The global War on Drugs is the four-decade-long policy of many Western governments, including the U.S. and Mexico, to stamp out the supply of narcotics. Now, developer Auroch Digital from GameTheNews.net is exploring the conflict with a new title for iOS, Android, PC, and Mac.
NarcoGuerra is a strategy title that puts players in the role of the Mexican government. Using mechanics similar to the board game Risk, you must try to find and destroy drug cartels in a never-ending battle.
“We’ve built a simulation based on our research about the reality of the War on Drugs,” NarcoGuerra lead designer Tomas Rawlings told GamesBeat. “[The game shows] how corruption and street price ebb and flow with police actions. It’s up to the player from there [to decide] what they get out of the game, but most gamers I come across are smart people. I think they’ll figure out that to win this war to have to understand it’s not a war in any conventional sense at all.”
Rawlings previously produced strategy title Endgame: Syria that used game mechanics to explore that nation’s civil war. Endgame: Syria drew some criticism for using real-life current events in a game, and Apple blocked its release on the iOS App Store. The studio was able to get it back on the App Store after removing the references to real places and governments. Rawlings feels that this is an unfair double standard.
“In reflecting the world around us a singer might write a song, a filmmaker produces a documentary, and a journalist writes an article. As games developers we express our interests via games,” said Rawlings. “Just because our form of expression is through games, this doesn’t mean we take the subject any less seriously. This game aims to engage players in the issue and get them to think about why this war is still going on despite the billions [of dollars] spent on it.”
NarcoGuerra costs 99 cents. It is the first time GameTheNews is charging for one of its titles, and that’s because the group feels it is a premium experience.

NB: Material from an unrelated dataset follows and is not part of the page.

PR #1260, opened 2017-05-09
Use full namespaces in macro-generated fns which return ::std types

burtonageo:
This avoids clash when you define your own `Result` type. e.g.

“The game is the biggest ‘newsgame’ we’ve created, which has taken a lot of time, effort, and expense,” said Rawlings. “All news organizations have to make income to pay staff — we’re no different in that respect.”

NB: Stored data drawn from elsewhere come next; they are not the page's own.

PR #1262, opened 2017-05-10
Implement gfx::pso::buffer::RawGlobal

ebkalderon:
### Added

* Implement `gfx::pso::buffer::RawGlobal`.
* Add global link compatibility error into `gfx::pso::InitError` instead of `()`.

### Fixed

* Perform format compatibility checking for typed `Global`s.
* Initial implementation of `TODO` described in `match_attribute()` function.

CC @kvark @msiglreith

### DIFF
--- a/src/render/src/pso/buffer.rs
+++ b/src/render/src/pso/buffer.rs
@@ -104,21 +104,58 @@ pub struct ConstantBuffer<T: Structure<shade::ConstFormat>>(
 #[derive(Clone, Debug, Eq, Hash, PartialEq)]
 pub struct RawConstantBuffer(Option<(Usage, ConstantBufferSlot)>);
 
-/// Global (uniform) constant component. Describes a free-standing value passed into
-/// the shader, which is not enclosed into any constant buffer. Deprecated in DX10 and higher.
+/// Global (uniform) constant component. Describes a free-standing value passed
+/// into the shader, which is not enclosed into any constant buffer.
 ///
 /// - init: `&str` = name of the constant
 /// - data: `T` = value
 #[derive(Derivative)]
 #[derivative(Clone, Debug, Eq, Hash, PartialEq)]
 pub struct Global<T: ToUniform>(
-    Option<shade::Location>,
+    RawGlobal,
     #[derivative(Hash = "ignore", PartialEq = "ignore")]
     PhantomData<T>
 );
 
-fn match_attribute(_: &shade::AttributeVar, _: Format) -> bool {
-    true //TODO
+/// Raw global (uniform) constant component. Describes a free-standing value
+/// passed into the shader, which is not enclosed in any constant buffer.
+///
+/// - init: `&str` = name of the constant
+/// - data: `UniformValue` = value
+#[derive(Clone, Debug, Eq, Hash, PartialEq)]
+pub struct RawGlobal(Option<shade::Location>);
+
+fn match_attribute(attr: &shade::AttributeVar, fmt: Format) -> bool {
+    use core::shade::{BaseType, ContainerType};
+    use core::format::ChannelType;
+
+    // TODO: Fill in `_` with compatible `core::format::SurfaceType` variants.
+
+    match (attr.base_type, fmt.1) {
+        (BaseType::I32, ChannelType::Int) |
+        (BaseType::F32, ChannelType::Float) |
+        (BaseType::F32, ChannelType::Inorm) |
+        (BaseType::F32, ChannelType::Srgb) |
+        (BaseType::F32, ChannelType::Unorm) |
+        (BaseType::U32, ChannelType::Uint) => match (attr.container, fmt.0) {
+                (ContainerType::Single, _) |
+                (ContainerType::Vector(2), _) |
+                (ContainerType::Vector(3), _) |
+                (ContainerType::Vector(4), _) => true,
+                _ => false,
+        },
+        (BaseType::F64, ChannelType::Float) |
+        (BaseType::F64, ChannelType::Inorm) |
+        (BaseType::F64, ChannelType::Srgb) |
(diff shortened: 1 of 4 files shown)


src/render/src/pso/buffer.rs
```diff
@@ -104,19 +104,29 @@ pub struct ConstantBuffer<T: Structure<shade::ConstFormat>>(
...
 #[derive(Derivative)]
 #[derivative(Clone, Debug, Eq, Hash, PartialEq)]
 pub struct Global<T: ToUniform>(
-    Option<shade::Location>,
+    RawGlobal,
     #[derivative(Hash = "ignore", PartialEq = "ignore")]
     PhantomData<T>
 );
 
+/// Raw global (uniform) constant component. Describes a free-standing value
```
kvark: let's explain a little on the difference between this and a regular `Global`.
Also, let's remove the "Deprecated in ..." comment both here and above, since you are at it ;) thanks!

src/render/src/pso/buffer.rs
```diff
@@ -295,33 +305,58 @@ impl<R: Resources> DataBind<R> for RawConstantBuffer {
...
     fn new() -> Self {
-        Global(None, PhantomData)
+        Global(RawGlobal::new(), PhantomData)
+    }
+    fn is_active(&self) -> bool {
+        self.0.is_active()
+    }
+    fn link_global_constant(&mut self, var: &shade::ConstVar, init: &Self::Init) ->
+                            Option<Result<(), shade::UniformValue>> {
+        self.0.link_global_constant(var, init)
```
kvark: let's add `//TODO: check `T` compatibility with `var`

src/render/src/pso/buffer.rs
```diff
@@ -295,33 +305,58 @@ impl<R: Resources> DataBind<R> for RawConstantBuffer {
...
+        RawGlobal(None)
     }
     fn is_active(&self) -> bool {
         self.0.is_some()
     }
     fn link_global_constant(&mut self, var: &shade::ConstVar, init: &Self::Init) ->
                             Option<Result<(), shade::UniformValue>> {
-        if &var.name == *init {
+        if var.name.as_str() == *init {
             //if match_constant(var, ())
```
kvark: let's remove this comment

src/render/src/pso/buffer.rs
ebkalderon: No need for a comment; I can add this functionality myself!

kvark: I believe it should be here in `link_global_constant` return type, so that you can pass it through. The old error type `shade::UniformValue` didn't make much sense and wasn't used anyway.
Btw, you should first check for the underlying compatibility of the raw stuff (`self.0.link...`) and then (literally, using `and_then`) check for compatibility.

src/render/src/pso/buffer.rs
```diff
@@ -104,19 +104,29 @@ pub struct ConstantBuffer<T: Structure<shade::ConstFormat>>(
...
+/// Raw global (uniform) constant component. Describes a free-standing value
+/// passed into the shader, which is not enclosed in any constant buffer.
+/// Deprecated in DX10 and higher.
+///
+/// - init: `&str` = name of the constant
+/// - data: `UniformValue` = value
+#[derive(Clone, Debug, Eq, Hash, PartialEq)]
+pub struct RawGlobal(Option<shade::Location>);
+
 fn match_attribute(_: &shade::AttributeVar, _: Format) -> bool {
```
ebkalderon: Shouldn't this be `ConstFormat` and not `Format`?

kvark:
Hah, this function is for vertex attributes, thus not applicable here

ebkalderon:
@kvark Yes, I realized that. I'm just implementing it as well for good measure, so we can eliminate the `TODO`.

src/render/src/pso/buffer.rs
```diff
@@ -104,21 +104,50 @@ pub struct ConstantBuffer<T: Structure<shade::ConstFormat>>(
...
-    true //TODO
+/// Raw global (uniform) constant component. Describes a free-standing value
+/// passed into the shader, which is not enclosed in any constant buffer.
+///
+/// - init: `&str` = name of the constant
+/// - data: `UniformValue` = value
+#[derive(Clone, Debug, Eq, Hash, PartialEq)]
+pub struct RawGlobal(Option<shade::Location>);
+
+fn match_attribute(attr: &shade::AttributeVar, fmt: Format) -> bool {
```
ebkalderon: After implementing this function, all the examples still compile and run just fine. My implementation is incomplete, however.

1. What should I fill in for the `_` in each entry?
2. Should I handle `ContainerType::Matrix` variants as well?

kvark: 1. let's leave this for the follow-ups
  2. nope, those can't be attributes
  3. yes

src/render/src/pso/buffer.rs
```diff
@@ -104,21 +104,50 @@ pub struct ConstantBuffer<T: Structure<shade::ConstFormat>>(
...
+    use core::shade::{BaseType, ContainerType};
+    use core::format::{SurfaceType, ChannelType};
+
+    match ((attr.base_type, attr.container), (fmt.0, fmt.1)) {
+        ((BaseType::I32, ContainerType::Single), (_, ChannelType::Int)) => true,
+        ((BaseType::F32, ContainerType::Single), (_, ChannelType::Float)) => true,
```
kvark: `F32` is also compatible with `Snorm`, `Unorm`, and `Srgb` channel types

ebkalderon: Okay. Is `F64` also compatible with the same channel types as `F32`?

ebkalderon:
Done! Hopefully this PR is good to go.

kvark:
@homu r+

This isn’t the first time video games have looked at the War on Drugs, but Rawlings feels it’s the first time an interactive title is investigating it with any nuance.

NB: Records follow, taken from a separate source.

PR #1263, opened 2017-05-10
Add resizing support for gfx_window_sdl

felipeagc:
Added some functions similar to those in gfx_window_glutin so you can resize the viewport according to the window size.


kvark:
Nice, thank you!

kvark:
Published in https://crates.io/crates/gfx_window_sdl/0.7.0

PR #1266, opened 2017-05-13
Only enable PROGRAM_POINT_SIZE for desktop

torkleyy:
In OpenGL ES, it is enabled by default
and the flag is not supported.


kvark:
@homu r+

PR #1271, opened 2017-05-15
Add sdl window example, update to 0.30

alexheretic:
*gfx_window_sdl* requires sdl2 = "0.29" stopping usage of later sdl2 versions or requiring gfx to be updated manually for each sdl2 minor release. 

Since this lib is used as a helper for sdl and isn't particularly likely to break with newer minor versions, it is more helpful to declare a minimum sdl2 version `sdl2 = ">= 0.29, < 1"`. This allows a top-level consumer to declare, for example, sdl2 = "0" and have it work properly (ie currently fetching v0.30.0).

In the case newer versions cause issues, it is still clear which version(s) can be tried by viewing the minimum declared.

I've also added an sdl version of the triangle example, this adds a little compile assurance to gfx_window_sdl when running `cargo test`. I added the gfx dev-depencency sdl version to be `sdl2 = "0"` meaning the example will always test the latest 0 minor version, but this could be changed to `sdl2 = "0.30"` if greater build consistency is required. (However, I think its better as 0, as it matches the >= 0.29 better)

What are this projects views on forward compatibility of this sort?

### DIFF
--- a/src/window/sdl/Cargo.toml
+++ b/src/window/sdl/Cargo.toml
@@ -14,7 +14,7 @@
 
 [package]
 name = "gfx_window_sdl"
-version = "0.6.0"
+version = "0.7.0"
 description = "SDL2 window for gfx-rs"
 homepage = "https://github.com/gfx-rs/gfx"
 repository = "https://github.com/gfx-rs/gfx"
@@ -28,6 +28,14 @@ name = "gfx_window_sdl"
 
 [dependencies]
 log = "0.3"
-sdl2 = "0.29"
+sdl2 = "0.30"
 gfx_core = { path = "../../core", version = "0.7" }
 gfx_device_gl = { path = "../../backend/gl", version = "0.14" }
+# Currently there is an issue with cargo and dev-dependencies:
+# https://github.com/rust-lang/cargo/issues/860
+# TODO: move gfx to [dev-dependencies] once it gets resolved.
+gfx = { path = "../../render", version = "*" }
+
+[[example]]
+name = "window"
+path = "examples/window.rs"
--- a/Cargo.toml
+++ b/Cargo.toml
@@ -59,12 +59,12 @@ optional = true
 
 [dependencies.gfx_window_sdl]
 path = "src/window/sdl"
-version = "0.6"
+version = "0.7"
 optional = true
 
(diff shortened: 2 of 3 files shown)


kvark:
I'd like us to avoid supporting another triangle example in the code base. Please check out #1258 for the way GLFW is tested.

As for `sdl2 = ">= 0.29, < 1"` condition, I think it goes against semver. We can't automatically use newer minor versions of non-stable dependencies.

> gfx_window_sdl requires sdl2 = "0.29" stopping usage of later sdl2 versions or requiring gfx to be updated manually for each sdl2 minor release.

You don't have to use the newest release at every point in time, unless there are features you require. I suppose you can pick a version that `gfx_window_sdl` links to and work with that unless there is a blocker, in which case you can make a simple PR (even through Github web interface) to our crate and use a local override in the mean time. I don't think this situation is going to occur often. Let me know if your experience tell otherwise, or there are particular reasons to stick with the latest version of sdl all the time.

src/window/sdl/Cargo.toml
```diff
@@ -14,7 +14,7 @@
 
 [package]
 name = "gfx_window_sdl"
-version = "0.6.0"
+version = "0.6.1"
```
kvark: I believe this should be "0.7.0", since the `sdl2` dependency gets exposed in the API

alexheretic:
Thanks for taking a look. In that case I may as well convert this into updating sdl2 0.29 -> 0.30, and adding the window example.

To be honest though, I'll probably end up using my own fork of *gfx_window_sdl* when the next sdl update I fancy appears. But I can understand you wanting stronger consistency from the gfx point of view.

kvark:
Thanks @alexheretic ! Code looks good, waiting for CI to test it.

kvark:
Please squash the commits and fix CI errors to proceed.

alexheretic:
Yeah just noticed the dev-dependencies thing, worked around it in the same way as glfw. For the commits can't you just click squash & merge ala

torkleyy:
@alexheretic We're using homu, which does not support this.

alexheretic:
@torkleyy Ok I've done it manually.

kvark:
Thank you!
@homu r+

“Games have covered this area a lot but never in a deeper sense that just good versus bad,” he said. “For example, Call of Duty: Modern Warfare 2 has the Favela level, but we don’t ask why is this fighting going us — we just point and shoot. We wanted to delve a bit deeper into the why and a strategy game makes a great frame to do this.”
In fact, just in making this game, Rawlings said he learned many things about the Drug War that he wasn’t previously aware of.
“I assumed the solution was going to be in tackling consumption and not production and trafficking,” the designer told us. “But it turns out that consumption per person hasn’t really changed that much. I also learned how violent and damaging this situation is for so many people. Albert Einstein said insanity is doing the same thing over and over again and expecting different results.”
Rawlings believes that by experiencing the decision making themselves, gamers might get a better understanding that the War on Drugs requires a fresh infusion of ideas.